§ WHAT THE EXERCISE ASKS
Return only the count of lines in the listing below where the word "positive" appears.

═════ ENTRIES SUPPLIED

PR #3641, opened 2026-01-30
Fix: select valid negatives as in-batch negatives

### LINKED ISSUE #3640: Masked elements can be selected as in-batch negatives in `MultipleNegativesRankingLoss`
Hello!

In `MultipleNegativesRankingLoss.get_in_batch_negatives()`, there is a bug where masked elements (which should be excluded) can still be selected as in-batch negatives under certain conditions. I think this is because `torch.multinomial()` can select the index which has zero value. I think this is weird but, PyTorch has not fixed yet. https://github.com/pytorch/pytorch/issues/48273 

## Reproduction
I added print statements in `get_in_batch_negatives()` to find the bug.
```python
def get_in_batch_negatives(
        self, anchors: list[str], candidates: list[list[str]]
    ) -> Generator[list[str], None, None]:
        batch_size = len(anchors)
        num_columns = len(candidates)

        # Given N anchors, we want to select num_negatives negatives for each anchor
        candidates_flattened = [candidate for sublist in candidates for candidate in sublist]

        # Create a mask for each anchor to each candidate index, where the matching positive
        # and hard negatives are masked out.
        mask = ~torch.eye(batch_size, dtype=torch.bool).repeat(1, num_columns)
        print("mask\n", mask)
        if self.num_negatives is not None and self.num_negatives < len(candidates_flattened):
            # From the remaining options, we randomly select num_negatives indices.
            negative_indices = torch.multinomial(mask.float(), self.num_negatives)
            print("negative_indices\n", negative_indices)
       # existing code ...
```
And trained the model.
```python

from datasets import Dataset

from sentence_transformers.cross_encoder import CrossEncoder, CrossEncoderTrainer, losses

model = CrossEncoder("microsoft/mpnet-base")
train_dataset = Dataset.from_dict(
    {
        "query": ["query1", "query2", "query3"],
        "positive": ["positive1", "positive2", "positive3"],
        "negative": ["negative1", "negative2", "negative3"],
    }
)
loss = losses.MultipleNegativesRankingLoss(model, num_negatives=5)

trainer = CrossEncoderTrainer(model=model, train_dataset=train_dataset, loss=loss)
trainer.train()
```
Here is the output.
```
mask
 tensor([[False,  True,  True, False,  True,  True],
        [ True, False,  True,  True, False,  True],
        [ True,  True, False,  True,  True, False]])
negative_indices
 tensor([[2, 1, 4, 5, 3],
        [2, 3, 5, 0, 1],
        [3, 1, 4, 0, 2]])
...
```
If my understanding is correct, last indexes of each list in negative_indices are positive or hard negative.

### Environment
- Python: 3.12.11
- torch: 1.11.0+cu113
- OS: ubuntu

## Suggested Fix
Calculate the number of valid negatives and replace `len(candidates_flattened)` with it.
```python
# Valid negatives for each anchor are all candidates except the ones that are the positive or hard negatives
# And num_columns = 1(positive) + num_hard_negatives
valid_negative_num = len(candidates_flattened) - num_columns

if self.num_negatives is not None and self.num_negatives < valid_negative_num:
    # From the remaining options, we randomly select num_negatives indices.
    negative_indices = torch.multinomial(mask.float(), self.num_negatives)
```
If this solution looks correct to you, I would be happy to open a Pull Request to fix it. Please let me know!

fuutot:
Hello @tomaarsen !

This PR fixes #3640.
As we discussed in the issue, simply checking `self.num_negatives < len(candidates_flattened)` is not enough.

I have replaced `len(candicates_flattened) ` with the number of valid negatives.

Let me know if you need any changes!

### DIFF
--- a/sentence_transformers/cross_encoder/losses/MultipleNegativesRankingLoss.py
+++ b/sentence_transformers/cross_encoder/losses/MultipleNegativesRankingLoss.py
@@ -138,11 +138,16 @@ class MultipleNegativesRankingLoss(nn.Module):
         # Create a mask for each anchor to each candidate index, where the matching positive
         # and hard negatives are masked out.
         mask = ~torch.eye(batch_size, dtype=torch.bool).repeat(1, num_columns)
-        if self.num_negatives is not None and self.num_negatives < len(candidates_flattened):
+
+        # Valid negatives for each anchor are all candidates except the ones that are the positive or hard negatives
+        # And num_columns = 1(positive) + num_hard_negatives
+        valid_negative_num = len(candidates_flattened) - num_columns
+
+        if self.num_negatives is not None and self.num_negatives < valid_negative_num:
             # From the remaining options, we randomly select num_negatives indices.
             negative_indices = torch.multinomial(mask.float(), self.num_negatives)
         else:
-            # If num_negatives is None or larger than the number of candidates, we select all negatives
+            # If num_negatives is None or larger than the number of valid negatives, we select all negatives
             # by using the mask as a slicer to get the indices of the negative candidates
             all_indices = torch.arange(batch_size * num_columns).repeat(batch_size, 1)
             negative_indices = all_indices[mask].reshape(batch_size, -1)


tomaarsen (approved):
Looks very nice, thank you for chasing down these issues in the CrossEncoder MNRL!

- Tom Aarsen

PR #3647, opened 2026-02-02
migrate `train_askubuntu_ct.py` from v2 to v3

omkar-334:
Part of #3621


omkar-334:
ready for review @tomaarsen

PR #3651, opened 2026-02-02
[feat]: add embedding Gemma spreadout loss

omkar-334:
TODO - 
1. add equation, requirements, example in Dosctring

Doubt - 
1. This loss is different from the GOR loss. As mentioned in EmbeddingGemma - 
```
It uses only the “second moment” term of the regularizer's original definition, as it finds this also sufficiently pushes the “mean” term towards its target value.
```
Do we want to include both Gemma spreadout loss and GOR?

cc @tomaarsen @AymenKallala


omkar-334:
The GOR loss is implemented at https://github.com/ColumbiaDVMM/Spread-out_Local_Feature_Descriptor/blob/master/tensorflow/patch_cnn_triplet.py

Issue #3650, opened 2026-02-02
Update docstring for `DenoisingAutoEncoderLoss.py`


omkar-334:
I think this is the last loss file for which the docstring has to be updated...   
https://github.com/huggingface/sentence-transformers/blob/0588ea0fe7fb95bb5d4ca1ee92630ac0dc58b62a/sentence_transformers/losses/DenoisingAutoEncoderLoss.py#L59

The implementation for the `noise_transform` is already present in `TSDAE` examples - https://github.com/huggingface/sentence-transformers/blob/main/examples/sentence_transformer/unsupervised_learning/TSDAE/train_stsb_tsdae.py

@tomaarsen Should I just replace the`DenoisingAutoEncoderDataset` with the implemented example's logic?

tomaarsen:
That would be quite nice indeed! I'd love to get rid of the old `model.fit` in all docs. Recently, I also updated some of the TSDAE docs in https://github.com/huggingface/sentence-transformers/pull/3619, this would nicely wrap up that TSDAE work.

- Tom Aarsen

omkar-334:
I noticed that `model.fit` still needs to be replaced in the MS-Marco examples (open PRs), this loss file, and the tests (`tests/test_train_stsb.py` and `tests/cross_encoder/test_train_stsb.py`). I think that would complete this work.

If that sounds good, I’m happy to take this on. I could also help with replacing `InputExample` or any other remaining pieces if needed.

tomaarsen:
Feel free! I'd be glad to move away from them fully.

- Tom Aarsen

PR #3653, opened 2026-02-03
Replace `model.fit` in test files

omkar-334:
Test file 1 -  
Screenshot 2026-02-03 at 6 20 40 PM  

Test file 2 -   
Screenshot 2026-02-03 at 6 14 37 PM   

> I noticed that `model.fit` still needs to be replaced in the MS-Marco examples (open PRs), this loss file, and the tests (`tests/test_train_stsb.py` and `tests/cross_encoder/test_train_stsb.py`). I think that would complete this work.
> 
> If that sounds good, I’m happy to take this on. I could also help with replacing `InputExample` or any other remaining pieces if needed. 

 _Originally posted by @omkar-334 in [#3650](https://github.com/huggingface/sentence-transformers/issues/3650#issuecomment-3837458557)_
 
Part of #3621

### DIFF
--- a/tests/cross_encoder/test_train_stsb.py
+++ b/tests/cross_encoder/test_train_stsb.py
@@ -1,15 +1,17 @@
 from __future__ import annotations
 
 import os
+import tempfile
 from collections.abc import Generator
 
 import pytest
-from datasets import load_dataset
-from torch.utils.data import DataLoader
+from datasets import Dataset, load_dataset
 
 from sentence_transformers import CrossEncoder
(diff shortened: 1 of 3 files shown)


omkar-334:
ready for review and merge

tomaarsen:
This is excellent, much cleaner. I've also extended it to the SparseEncoder, which already didn't use model.fit, but did use the old InputExample style still. This should be good to go! Thank you.

- Tom Aarsen

PR #3656, opened 2026-02-04
Add EmbeddingCache utility to avoid recomputing embeddings

iamgautamraj:
## Description

Adds a new [EmbeddingCache](cci:2://file:///d:/sentence-transformers/sentence_transformers/util/embedding_cache.py:19:0-280:9) utility that caches sentence embeddings to disk, avoiding recomputation for previously encoded sentences.

**Motivation:** While building a semantic search application, I noticed that my document corpus was being re-embedded every time I restarted my server. For large corpora, this wastes significant time and compute resources.

## Usage

```python
from sentence_transformers.util import EmbeddingCache

cache = EmbeddingCache("./embeddings_cache")

# First call - computes and caches
embeddings = cache.encode(model, ["Hello world", "How are you"])

# Second call - loads from cache (instant!)
embeddings = cache.encode(model, ["Hello world", "How are you"])
```

## Features
- Disk-based caching - Persists across restarts
- Model-aware - Different models use separate cache directories
- Partial cache hits - Only computes embeddings for new sentences
- Cache management - `clear()` and `stats()` methods included

## Changes
- Added `sentence_transformers/util/embedding_cache.py`
- Updated `sentence_transformers/util/__init__.py` to export EmbeddingCache
- Added `tests/util/test_embedding_cache.py` with 11 test cases

## Testing
All tests pass locally: `pytest tests/util/test_embedding_cache.py -v` # 11 passed

### DIFF
--- a/sentence_transformers/util/__init__.py
+++ b/sentence_transformers/util/__init__.py
@@ -2,6 +2,7 @@ from __future__ import annotations
 
 from .decorators import save_to_hub_args_decorator
 from .distributed import all_gather, all_gather_with_grad
+from .embedding_cache import EmbeddingCache
 from .environment import (
     check_package_availability,
     get_device_name,
@@ -49,6 +50,8 @@ __all__ = [
     # From distributed.py
     "all_gather",
     "all_gather_with_grad",
+    # From embedding_cache.py
+    "EmbeddingCache",
     # From environment.py
     "get_device_name",
     "check_package_availability",
--- a/sentence_transformers/util/embedding_cache.py
+++ b/sentence_transformers/util/embedding_cache.py
@@ -1,0 +1,281 @@
+"""Embedding cache utility for avoiding recomputation of sentence embeddings."""
+
+from __future__ import annotations
+
+import hashlib
+import json
+import logging
+import os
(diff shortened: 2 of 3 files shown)


tomaarsen:
Hello!

Thank you for the proposal. I appreciate your effort on this, but I'm wary of including this in the core repository. Firstly, Sentence Transformers currently focuses on the model and training level, not so much the application level. Caching like this is scaffolding that users can (and do) build themselves or use dedicated libraries for. 

There's some extra concerns as well, e.g. having different `encode` parameters in the cache key, no option for `encode_query`/`encode_document`, cache invalidations, size limits/eviction policies, alternative storage backends, semantic caching, etc. If this gets added, it will likely result in a lot of extra feature requests (TTL, compression, etc.), and I'll end up doing a lot of maintenance work on that.

I think the best solution for now is to let more mature libraries specific for caching handle this behaviour, and let users find their own best working solution. 

- Tom Aarsen

iamgautamraj:
Thanks for the thoughtful feedback! You points are fair enough.
I appreciate you taking the time to explain the reasoning. I'll close this PR.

══════════

§ ANSWER TO THIS TASK
8